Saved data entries
———

PR #1085, opened 2026-03-26
Upgrade non-webmaster sites to run Node 24, as part of 2026.18.x

rasben:
This pull request must be merged right before we make next regular release, 2026.18.x.
We cannot merge it before hand, as that will cause problems with any hot-fix releases.

I've added a comment in sites.yaml to remember to get this merged before hand.


rasben:
https://github.com/danskernesdigitalebibliotek/dpl-web/pull/209 relies on this

PR #1099, opened 2026-04-21
Upgrade lagoon remote to 0.92.0

ITViking:
#### What does this PR do?
These are the changes to Lagoon remote chart on installing 0.92.0


ath88:
The sops keys and encrypted values are changing. Why is this happening?

ITViking:
SOPS keys are a computation based on what's in the file and is thus recalculated every time something changes. The Secrets are computed based on the keys

PR #1108, opened 2026-04-30
Deploy 2026.18.1 to editors and moduletests

xendk:
Revert the webmaster early adopters of 2026.16.0 to following the normal release cycle.


ITViking (approved):
let's go

PR #1112, opened 2026-05-05
Lagoon core upgrade to 1.48.0

ITViking:
#### What does this PR do?
This upgrades Lagoon Core to 1.48.0 and adds a runbook on how to upgrade Lagoon Core


hypesystem (approved):
Nice, good runbook, looks like something I could reasonably follow. (Haven't tested it for obvious reasons, though 😉 )

PR #1115, opened 2026-05-05
revert cron jobs back to the original setting

ITViking:
#### What does this PR do?
This should revert the scheduling of the cronjobs back to their original setting


xendk (approved):

xendk (changes requested):
Eh, too quick.

The translations jobs and the purge job only need to run once somewhere in the night.

xendk (approved):

PR #1120, opened 2026-05-07
Rework dplsh to be azure free

xendk:
Good times.


ITViking:
A few comments but that's it :smiley:

xendk:
@ITViking Think your comments got lost?

PR #1128, opened 2026-05-20
Use image from two-stage Go build

mikl:
#### What does this PR do?

Uses the new two-stage Go image build process as implemented in https://github.com/danskernesdigitalebibliotek/dpl-web/pull/599

Has already been tested for Canary deploy (thanks to @ITViking). 

https://reload.atlassian.net/browse/DDFDRIFT-514


infrastructure/dpladm/env-repo-template/standard/lagoon/node.dockerfile
```diff
@@ -1,27 +1,33 @@
-FROM ghcr.io/danskernesdigitalebibliotek/dpl-go-node:${GO_RELEASE} as builder
+FROM ghcr.io/danskernesdigitalebibliotek/dpl-web-go:${GO_RELEASE} as builder
```
kasperg, line 1: Please consider this change.

With this approach when we deploy then all sites will switch to the new image. This requires that the defined version of said image is available. Given we merge https://github.com/danskernesdigitalebibliotek/dpl-web/pull/599 and release `2026.24.0` then `dpl-web-go:2026.24.0` will be available. However webmaster are trailing a version. They will get `dpl-web-go:2026.22.0`. This version does not exist.

For this to work we have to either:

1. Rebuild previous previous versions of Go to get `dpl-web-go:2026.22.0` etc.
2. Update our deployment handling so docker images can be templated per site
3. Reuse the image name

You might have an even better idea.

kasperg (changes requested):

mikl:
See also https://github.com/danskernesdigitalebibliotek/dpl-web/pull/599

infrastructure/dpladm/env-repo-template/standard/lagoon/node.dockerfile
ITViking: This is very valid - we need a solution for this @mikl

ITViking (commented):
On a more general note - I would appreciate it if you could make your linter and formatter less aggressive so PR's are more honed in the actual changes

mikl:
> On a more general note - I would appreciate it if you could make your linter and formatter less aggressive so PR's are more honed in the actual changes

@ITViking good point, we solved that in one go with https://github.com/danskernesdigitalebibliotek/dpl-platform/pull/1137 :)

infrastructure/dpladm/env-repo-template/standard/lagoon/node.dockerfile
mikl: Yeah, we settled on the workaround of making a 2026.23 release for the webmasters, which will be released to them when we release 2026.24 to the other libraries.

mikl:
Two-stage build er røget med ind ifbm. 2026.23.2 releasen, så den her PR er ikke relevant mere.

PR #1140, opened 2026-06-02
upgrade lagoon core to version 1.49.0

ITViking:
#### What does this PR do?
This is an upgrade to Lagoon Core to version 1.49.0. There's nothing major to note about it


ath88 (commented):
This mostly includes changes to nats, which is disabled for us, right?

ITViking:
> This mostly includes changes to nats, which is disabled for us, right?

yes, that is correct

ath88:
approved then

PR #511, opened 2015-11-11
fix the options file highlighting

devoncarew:
@pq

- fixed the .analysis_options syntax file to not conflict with the yaml one

I experimented with registering two completers (one for dart and one for the options files). From the docs, you're supposed to be able to return an array of completers instead of just a single object. I didn't have success, but it's something we could pursue.


pq:
(And thanks!)

Issue #457, opened 2015-10-27
console view should hyperlink stacktraces


devoncarew:
<img width="913" alt="screen shot 2015-10-27 at 11 16 27 am" src="https://cloud.githubusercontent.com/assets/1269969/10768003/3cb7cdd4-7c9c-11e5-854a-3e47c872ff40.png">

sethladd:
Can we do this in a generic way, or do we have to do something special for Flutter?

devoncarew:
It can be generic - we'll recognize the stack trace line, and the launch type will handle resolving that to a source location.

sethladd:
Very cool.

sethladd:
Super cool, thanks!

PR #525, opened 2015-11-15
hyperlink exceptions in the console view to the corresponding source …

devoncarew:
Hyperlink exceptions in the console view to the corresponding source files.

- recognize potential stack frames in the console view
- use heuristics and the analysis server to resolve those references to the right files
- have the various launch types be responsible for knowing how to resolve a reference
- fix https://github.com/dart-atom/dartlang/issues/457


devoncarew:
screen shot 2015-11-14 at 10 16 31 pm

———

When the line with "Super cool, thanks!" is reached in the data above, start copying there, and copy each line exactly until the line with "- recognize potential" has been copied; copy nothing else.

Super cool, thanks!

PR #525, opened 2015-11-15
hyperlink exceptions in the console view to the corresponding source …

devoncarew:
Hyperlink exceptions in the console view to the corresponding source files.

- recognize potential stack frames in the console view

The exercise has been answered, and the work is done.